SUPPLIED DATA below:

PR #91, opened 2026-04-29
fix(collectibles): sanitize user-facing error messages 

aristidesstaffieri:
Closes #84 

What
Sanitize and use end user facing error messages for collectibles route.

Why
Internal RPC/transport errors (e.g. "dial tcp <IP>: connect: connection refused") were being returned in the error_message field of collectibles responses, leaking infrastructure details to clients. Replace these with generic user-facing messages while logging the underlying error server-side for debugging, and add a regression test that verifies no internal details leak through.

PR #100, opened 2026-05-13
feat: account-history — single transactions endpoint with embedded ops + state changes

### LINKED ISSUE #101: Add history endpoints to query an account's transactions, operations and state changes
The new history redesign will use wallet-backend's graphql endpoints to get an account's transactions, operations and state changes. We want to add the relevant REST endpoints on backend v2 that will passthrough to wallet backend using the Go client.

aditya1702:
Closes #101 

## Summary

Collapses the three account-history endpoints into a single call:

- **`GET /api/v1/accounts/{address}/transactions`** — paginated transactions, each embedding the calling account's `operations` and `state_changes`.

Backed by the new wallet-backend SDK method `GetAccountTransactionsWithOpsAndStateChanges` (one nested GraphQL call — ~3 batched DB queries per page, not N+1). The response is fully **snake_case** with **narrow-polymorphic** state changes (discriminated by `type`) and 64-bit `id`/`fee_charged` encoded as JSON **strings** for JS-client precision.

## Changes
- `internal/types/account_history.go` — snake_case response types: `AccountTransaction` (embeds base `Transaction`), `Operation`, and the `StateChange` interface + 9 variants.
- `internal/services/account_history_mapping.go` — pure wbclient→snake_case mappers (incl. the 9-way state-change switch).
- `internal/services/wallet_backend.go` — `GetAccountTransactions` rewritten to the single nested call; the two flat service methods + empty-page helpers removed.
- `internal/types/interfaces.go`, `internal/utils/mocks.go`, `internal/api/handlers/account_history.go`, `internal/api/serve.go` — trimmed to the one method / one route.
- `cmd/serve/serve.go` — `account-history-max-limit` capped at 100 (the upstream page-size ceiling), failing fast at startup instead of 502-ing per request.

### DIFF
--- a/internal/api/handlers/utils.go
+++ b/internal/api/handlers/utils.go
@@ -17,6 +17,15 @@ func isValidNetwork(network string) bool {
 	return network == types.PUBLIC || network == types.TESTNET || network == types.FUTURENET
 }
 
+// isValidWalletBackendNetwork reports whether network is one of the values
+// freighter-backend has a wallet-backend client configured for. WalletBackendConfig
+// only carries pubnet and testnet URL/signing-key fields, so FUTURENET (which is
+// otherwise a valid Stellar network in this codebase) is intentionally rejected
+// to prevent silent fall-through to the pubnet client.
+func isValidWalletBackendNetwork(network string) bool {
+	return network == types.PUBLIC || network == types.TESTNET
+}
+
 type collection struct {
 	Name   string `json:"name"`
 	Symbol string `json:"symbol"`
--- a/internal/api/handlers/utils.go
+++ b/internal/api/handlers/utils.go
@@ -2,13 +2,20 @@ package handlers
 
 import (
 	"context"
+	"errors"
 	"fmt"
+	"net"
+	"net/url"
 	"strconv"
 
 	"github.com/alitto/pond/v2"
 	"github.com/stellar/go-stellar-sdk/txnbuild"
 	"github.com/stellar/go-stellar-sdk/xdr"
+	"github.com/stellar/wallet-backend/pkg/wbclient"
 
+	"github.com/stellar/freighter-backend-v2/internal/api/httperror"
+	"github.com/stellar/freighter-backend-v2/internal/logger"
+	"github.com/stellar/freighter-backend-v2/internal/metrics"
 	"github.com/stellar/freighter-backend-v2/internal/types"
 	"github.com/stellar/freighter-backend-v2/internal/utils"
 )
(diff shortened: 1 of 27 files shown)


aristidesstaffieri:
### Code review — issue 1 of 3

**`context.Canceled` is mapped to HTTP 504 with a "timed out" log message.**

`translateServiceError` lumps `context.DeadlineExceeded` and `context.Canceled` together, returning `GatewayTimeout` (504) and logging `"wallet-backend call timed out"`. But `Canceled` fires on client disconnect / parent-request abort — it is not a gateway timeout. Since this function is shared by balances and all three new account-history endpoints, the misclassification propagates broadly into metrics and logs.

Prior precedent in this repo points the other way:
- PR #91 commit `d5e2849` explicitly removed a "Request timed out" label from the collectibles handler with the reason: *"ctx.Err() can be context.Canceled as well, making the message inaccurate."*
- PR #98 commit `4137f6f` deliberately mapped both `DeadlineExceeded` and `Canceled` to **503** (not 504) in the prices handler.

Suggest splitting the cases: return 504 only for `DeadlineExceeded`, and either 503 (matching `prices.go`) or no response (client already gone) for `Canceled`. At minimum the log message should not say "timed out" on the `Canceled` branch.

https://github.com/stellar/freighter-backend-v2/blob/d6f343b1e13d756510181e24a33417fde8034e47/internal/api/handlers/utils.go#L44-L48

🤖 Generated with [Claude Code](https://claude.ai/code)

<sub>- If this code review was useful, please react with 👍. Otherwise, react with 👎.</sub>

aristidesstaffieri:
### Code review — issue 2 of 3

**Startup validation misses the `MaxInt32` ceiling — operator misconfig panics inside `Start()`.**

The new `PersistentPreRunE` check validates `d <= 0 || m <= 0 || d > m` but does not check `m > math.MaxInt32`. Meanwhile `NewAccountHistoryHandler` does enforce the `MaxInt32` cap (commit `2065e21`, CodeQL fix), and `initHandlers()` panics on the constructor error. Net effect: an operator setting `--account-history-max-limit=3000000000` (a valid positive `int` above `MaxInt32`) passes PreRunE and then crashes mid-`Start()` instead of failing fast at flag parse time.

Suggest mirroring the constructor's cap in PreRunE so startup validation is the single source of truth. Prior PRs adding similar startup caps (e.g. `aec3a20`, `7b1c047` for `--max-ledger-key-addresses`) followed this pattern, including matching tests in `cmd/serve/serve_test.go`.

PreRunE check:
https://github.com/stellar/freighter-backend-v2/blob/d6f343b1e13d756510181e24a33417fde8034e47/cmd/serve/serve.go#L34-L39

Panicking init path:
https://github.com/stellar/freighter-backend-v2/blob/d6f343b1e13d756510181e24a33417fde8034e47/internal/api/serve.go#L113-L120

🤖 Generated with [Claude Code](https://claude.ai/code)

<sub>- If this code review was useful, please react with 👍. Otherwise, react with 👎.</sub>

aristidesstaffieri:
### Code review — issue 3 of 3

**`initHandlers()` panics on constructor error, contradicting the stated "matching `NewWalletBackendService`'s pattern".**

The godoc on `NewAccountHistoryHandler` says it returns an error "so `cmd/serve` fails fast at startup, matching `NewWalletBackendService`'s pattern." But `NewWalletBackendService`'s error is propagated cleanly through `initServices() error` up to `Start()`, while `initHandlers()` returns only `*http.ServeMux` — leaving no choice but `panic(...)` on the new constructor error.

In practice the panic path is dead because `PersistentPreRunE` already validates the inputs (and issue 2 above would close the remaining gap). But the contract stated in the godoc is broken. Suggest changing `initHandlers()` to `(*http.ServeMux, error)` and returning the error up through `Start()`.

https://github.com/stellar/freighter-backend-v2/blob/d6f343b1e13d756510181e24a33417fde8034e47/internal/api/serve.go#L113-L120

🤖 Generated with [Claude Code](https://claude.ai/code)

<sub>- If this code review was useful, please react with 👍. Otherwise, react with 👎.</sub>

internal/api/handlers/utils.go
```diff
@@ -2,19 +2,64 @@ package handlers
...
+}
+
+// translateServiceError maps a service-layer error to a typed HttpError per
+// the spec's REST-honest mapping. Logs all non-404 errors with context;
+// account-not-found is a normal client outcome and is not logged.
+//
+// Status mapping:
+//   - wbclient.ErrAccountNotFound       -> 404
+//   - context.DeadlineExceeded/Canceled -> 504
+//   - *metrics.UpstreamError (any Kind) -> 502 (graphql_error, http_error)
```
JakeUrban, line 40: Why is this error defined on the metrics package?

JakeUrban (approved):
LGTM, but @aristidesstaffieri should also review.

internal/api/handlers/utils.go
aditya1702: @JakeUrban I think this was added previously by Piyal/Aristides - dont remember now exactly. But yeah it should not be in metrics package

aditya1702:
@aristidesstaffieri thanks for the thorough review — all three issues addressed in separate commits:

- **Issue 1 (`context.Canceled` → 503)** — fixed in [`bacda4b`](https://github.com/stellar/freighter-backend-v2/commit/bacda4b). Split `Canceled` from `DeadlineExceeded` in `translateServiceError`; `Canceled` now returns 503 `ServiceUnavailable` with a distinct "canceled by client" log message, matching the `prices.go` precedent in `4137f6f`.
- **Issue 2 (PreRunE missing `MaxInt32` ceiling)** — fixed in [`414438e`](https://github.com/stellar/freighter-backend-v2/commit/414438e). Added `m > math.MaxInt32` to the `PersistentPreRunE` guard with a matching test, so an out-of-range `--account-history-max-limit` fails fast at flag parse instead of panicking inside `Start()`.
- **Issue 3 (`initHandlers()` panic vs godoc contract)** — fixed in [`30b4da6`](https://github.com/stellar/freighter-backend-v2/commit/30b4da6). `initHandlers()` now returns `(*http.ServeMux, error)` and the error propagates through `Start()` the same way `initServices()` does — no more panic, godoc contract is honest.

End of SUPPLIED DATA.

● WORK ORDER
Retype the records above, but only those lines that fall between the line containing "Collapses the three" and the line containing "isValidWalletBackendNetwork(network string) bool", with both of those lines included, exactly as written.

● EXERCISE RESULT
Collapses the three account-history endpoints into a single call:

- **`GET /api/v1/accounts/{address}/transactions`** — paginated transactions, each embedding the calling account's `operations` and `state_changes`.

Backed by the new wallet-backend SDK method `GetAccountTransactionsWithOpsAndStateChanges` (one nested GraphQL call — ~3 batched DB queries per page, not N+1). The response is fully **snake_case** with **narrow-polymorphic** state changes (discriminated by `type`) and 64-bit `id`/`fee_charged` encoded as JSON **strings** for JS-client precision.

## Changes
- `internal/types/account_history.go` — snake_case response types: `AccountTransaction` (embeds base `Transaction`), `Operation`, and the `StateChange` interface + 9 variants.
- `internal/services/account_history_mapping.go` — pure wbclient→snake_case mappers (incl. the 9-way state-change switch).
- `internal/services/wallet_backend.go` — `GetAccountTransactions` rewritten to the single nested call; the two flat service methods + empty-page helpers removed.
- `internal/types/interfaces.go`, `internal/utils/mocks.go`, `internal/api/handlers/account_history.go`, `internal/api/serve.go` — trimmed to the one method / one route.
- `cmd/serve/serve.go` — `account-history-max-limit` capped at 100 (the upstream page-size ceiling), failing fast at startup instead of 502-ing per request.

### DIFF
--- a/internal/api/handlers/utils.go
+++ b/internal/api/handlers/utils.go
@@ -17,6 +17,15 @@ func isValidNetwork(network string) bool {
 	return network == types.PUBLIC || network == types.TESTNET || network == types.FUTURENET
 }
 
+// isValidWalletBackendNetwork reports whether network is one of the values
+// freighter-backend has a wallet-backend client configured for. WalletBackendConfig
+// only carries pubnet and testnet URL/signing-key fields, so FUTURENET (which is
+// otherwise a valid Stellar network in this codebase) is intentionally rejected
+// to prevent silent fall-through to the pubnet client.
+func isValidWalletBackendNetwork(network string) bool {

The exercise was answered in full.